_What needs to be done_.
State the count of lines below featuring the word "CosmosIbc", and write nothing further.

_Material provided_.
╭──

PR #1041, opened 2026-04-07
feat: add balance fetching for Cosmos tokens

Xaroz:
## Summary
- Add balance fetching for Cosmos/CosmosNative tokens via `bank.allBalances()` — 1 RPC call per chain instead of N individual queries
- Classify cosmos token standards into bank-batchable (most) vs SDK fallback (`CwHypNative` only)
- Per-chain bech32 address lookup from connected cosmos wallet

## Token Classification
| Category | Standards | Denom Source |
|----------|-----------|-------------|
| Bank (addressOrDenom) | CosmosNative, CosmosIbc, CosmosIcs20, CWNative, CW20, CwHypSynthetic | `addressOrDenom` |
| Bank (collateral) | CwHypCollateral, CosmNativeHypCollateral | `collateralAddressOrDenom` |
| Bank (predictable) | CosmNativeHypSynthetic | `hyperlane/{addressOrDenom}` |
| SDK fallback | CwHypNative | Dynamic via contract query |

## Drive-by
- Add `resolve-pr-reviews` Claude Code skill for interactive PR review resolution


Xaroz:
@claude review

src/features/balances/cosmos.ts
```diff
@@ -0,0 +1,105 @@
...
+ */
+export async function fetchCosmosChainBalances(
+  group: CosmosChainGroup,
+  rpcUrl: string,
+  address: string,
+): Promise<Record<string, bigint>> {
+  if (group.bankTokens.length === 0) return {};
+
+  try {
+    const client = await StargateClient.connect(rpcUrl);
```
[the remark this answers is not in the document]
Xaroz: Fixed in c88e14f6.

src/features/balances/cosmos.ts
```diff
@@ -0,0 +1,105 @@
...
+    const allCoins = await client.getAllBalances(address);
+    const coinMap = new Map(allCoins.map((c) => [c.denom, BigInt(c.amount)]));
+
+    const out: Record<string, bigint> = {};
+    for (const { key, denom } of group.bankTokens) {
+      const balance = coinMap.get(denom);
```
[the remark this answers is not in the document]
Xaroz: Skipping — consistent with EVM and Sealevel behavior where missing key = no balance. No consumer relies on explicit 0n keys.

Xaroz:
@claude review the reply

troykessler (approved):

src/features/balances/cosmos.ts
```diff
@@ -0,0 +1,107 @@
...
+}
+
+/** Standards where the bank denom is `addressOrDenom`. */
+const BANK_DENOM_FROM_ADDRESS: TokenStandard[] = [
+  TokenStandard.CosmosNative,
+  TokenStandard.CosmosIbc,
+  TokenStandard.CosmosIcs20,
+  TokenStandard.CWNative,
+  TokenStandard.CW20,
+  TokenStandard.CwHypSynthetic,
```
paulbalaji: **Bug: `CwHypSynthetic` uses wrong denom source**

`BANK_DENOM_FROM_ADDRESS` causes the bank query to use `token.addressOrDenom`, which is the **warp router address** for this standard.

In SDK 29.0.0, `Token.getAdapter()` builds:
```js
new CwHypSyntheticAdapter(chainName, multiProvider, {
  warpRouter: addressOrDenom,       // ← not used for balance
  token: collateralAddressOrDenom,  // ← this is the bank denom
});
```

So `getBalance()` reads via `collateralAddressOrDenom`, not `addressOrDenom`. This fast path will miss `CwHypSynthetic` balances.

No tokens of this standard exist in the registry today, so not a live bug — but will produce incorrect results when deployed.

**Fix:** move `TokenStandard.CwHypSynthetic` to `BANK_DENOM_FROM_COLLATERAL`.

src/features/balances/cosmos.ts
```diff
@@ -0,0 +1,107 @@
...
+];
+
+/** Standards where the bank denom is `collateralAddressOrDenom`. */
+const BANK_DENOM_FROM_COLLATERAL: TokenStandard[] = [
+  TokenStandard.CwHypCollateral,
+  TokenStandard.CosmNativeHypCollateral,
+];
```
paulbalaji, line 29: **Subtle: `CosmNativeHypCollateral` diverges from SDK balance resolution**

This uses `collateralAddressOrDenom` as the bank denom directly. The SDK instead instantiates `CosmNativeHypCollateralAdapter({ token: addressOrDenom })` and resolves the live denom from the chain via `provider.getToken()`. If the config value ever drifts from the on-chain denom, this batch path returns a different result than the SDK fallback.

In practice this works when warp route configs are correct (and the code already falls back to `{ type: 'unknown' }` when `collateralAddressOrDenom` is absent), so this is low risk. Noting for awareness — if you see phantom zero balances on CosmNativeHypCollateral tokens in the future, this is the place to look.

src/features/balances/hooks.ts
```diff
@@ -169,13 +181,28 @@ export function useTokenBalances(tokens: Token[], scope: string, addressOverride
         }
       }
 
+      // Cosmos — per-chain bech32 address lookup
+      if (cosmosAddresses.length > 0) {
```
paulbalaji: **Gap: `addressOverride` is silently ignored for Cosmos**

When a user pastes a Cosmos recipient address, `getAddressProtocolType` detects it and stores it in `effectiveAddresses`. But this Cosmos block reads exclusively from `cosmosAddresses` (connected wallet). The pasted address is never used.

Result: destination-mode token lists show the connected wallet's Cosmos balances, not the pasted recipient's. EVM and Sealevel handle `addressOverride` correctly.

Cosmos bech32 addresses are per-chain, so supporting this properly is non-trivial. At minimum, a comment here documenting the intentional gap would prevent future confusion:
```ts
// Note: addressOverride (pasted recipient) is not applied to Cosmos lookups.
// Cosmos addresses are chain-specific bech32 — resolving chain from a pasted
// address requires prefix matching, which is not yet implemented.
```

paulbalaji (dismissed):
## Consolidated Review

╰──

_Solution_.
2